== The data

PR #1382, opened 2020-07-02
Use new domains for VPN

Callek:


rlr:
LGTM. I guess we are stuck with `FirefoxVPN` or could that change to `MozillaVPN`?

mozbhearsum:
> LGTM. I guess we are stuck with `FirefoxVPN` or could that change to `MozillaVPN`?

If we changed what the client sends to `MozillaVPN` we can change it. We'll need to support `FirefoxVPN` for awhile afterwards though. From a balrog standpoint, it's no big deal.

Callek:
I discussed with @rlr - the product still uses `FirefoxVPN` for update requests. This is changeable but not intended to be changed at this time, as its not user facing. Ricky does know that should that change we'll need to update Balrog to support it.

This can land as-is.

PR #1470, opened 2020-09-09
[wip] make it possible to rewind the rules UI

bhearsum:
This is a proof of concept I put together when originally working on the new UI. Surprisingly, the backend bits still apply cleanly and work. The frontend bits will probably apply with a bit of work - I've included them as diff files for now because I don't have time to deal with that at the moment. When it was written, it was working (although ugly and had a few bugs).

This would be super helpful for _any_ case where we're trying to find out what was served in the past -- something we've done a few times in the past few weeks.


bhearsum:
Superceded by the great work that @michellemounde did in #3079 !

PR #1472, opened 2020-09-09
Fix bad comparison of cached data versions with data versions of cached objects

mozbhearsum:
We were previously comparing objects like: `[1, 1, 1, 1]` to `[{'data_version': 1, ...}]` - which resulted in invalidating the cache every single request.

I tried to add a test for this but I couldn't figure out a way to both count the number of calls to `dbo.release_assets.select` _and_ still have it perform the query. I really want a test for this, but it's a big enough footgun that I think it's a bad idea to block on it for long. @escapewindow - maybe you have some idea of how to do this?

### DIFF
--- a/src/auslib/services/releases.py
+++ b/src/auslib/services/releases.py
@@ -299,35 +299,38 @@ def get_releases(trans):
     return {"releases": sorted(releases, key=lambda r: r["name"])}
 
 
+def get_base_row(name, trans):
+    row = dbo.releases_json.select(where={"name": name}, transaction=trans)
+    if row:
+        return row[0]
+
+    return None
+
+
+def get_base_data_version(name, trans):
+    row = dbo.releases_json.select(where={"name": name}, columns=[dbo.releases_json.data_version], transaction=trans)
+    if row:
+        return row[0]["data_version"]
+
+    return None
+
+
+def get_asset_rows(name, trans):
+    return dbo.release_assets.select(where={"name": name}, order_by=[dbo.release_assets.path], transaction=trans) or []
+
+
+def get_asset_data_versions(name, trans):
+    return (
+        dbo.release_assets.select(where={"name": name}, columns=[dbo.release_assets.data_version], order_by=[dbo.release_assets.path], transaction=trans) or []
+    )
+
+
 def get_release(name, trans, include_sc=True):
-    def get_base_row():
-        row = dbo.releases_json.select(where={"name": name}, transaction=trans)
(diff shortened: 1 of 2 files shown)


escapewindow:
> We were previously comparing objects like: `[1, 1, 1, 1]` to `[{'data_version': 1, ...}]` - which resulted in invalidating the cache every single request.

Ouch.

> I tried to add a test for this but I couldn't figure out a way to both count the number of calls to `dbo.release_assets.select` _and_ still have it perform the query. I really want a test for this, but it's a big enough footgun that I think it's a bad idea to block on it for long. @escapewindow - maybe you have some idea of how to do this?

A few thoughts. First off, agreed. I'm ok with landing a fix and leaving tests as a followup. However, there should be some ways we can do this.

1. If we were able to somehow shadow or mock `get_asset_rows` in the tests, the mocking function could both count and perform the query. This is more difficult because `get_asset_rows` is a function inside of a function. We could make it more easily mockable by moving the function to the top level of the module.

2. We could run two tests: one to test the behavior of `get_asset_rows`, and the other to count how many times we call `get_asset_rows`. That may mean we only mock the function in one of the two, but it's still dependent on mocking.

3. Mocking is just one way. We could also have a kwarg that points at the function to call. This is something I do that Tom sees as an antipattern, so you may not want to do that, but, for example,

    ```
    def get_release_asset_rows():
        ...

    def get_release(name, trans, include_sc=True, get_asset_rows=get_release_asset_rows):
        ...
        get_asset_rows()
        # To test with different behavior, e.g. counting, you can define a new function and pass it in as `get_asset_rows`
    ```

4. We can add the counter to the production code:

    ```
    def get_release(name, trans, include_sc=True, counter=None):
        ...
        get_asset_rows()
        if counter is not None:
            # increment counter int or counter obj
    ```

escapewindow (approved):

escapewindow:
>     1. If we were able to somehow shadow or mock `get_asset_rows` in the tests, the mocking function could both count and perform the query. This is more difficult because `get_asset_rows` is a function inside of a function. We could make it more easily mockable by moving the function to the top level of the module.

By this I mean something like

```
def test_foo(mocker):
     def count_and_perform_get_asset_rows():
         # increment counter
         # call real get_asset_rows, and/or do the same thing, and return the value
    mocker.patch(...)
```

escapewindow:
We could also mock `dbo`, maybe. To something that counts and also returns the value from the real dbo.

====

▶ _Work instructions_
Would you show all lines of the material above that contain the word "something"?

▶ _Output_
This would be super helpful for _any_ case where we're trying to find out what was served in the past -- something we've done a few times in the past few weeks.
3. Mocking is just one way. We could also have a kwarg that points at the function to call. This is something I do that Tom sees as an antipattern, so you may not want to do that, but, for example,
By this I mean something like
We could also mock `dbo`, maybe. To something that counts and also returns the value from the real dbo.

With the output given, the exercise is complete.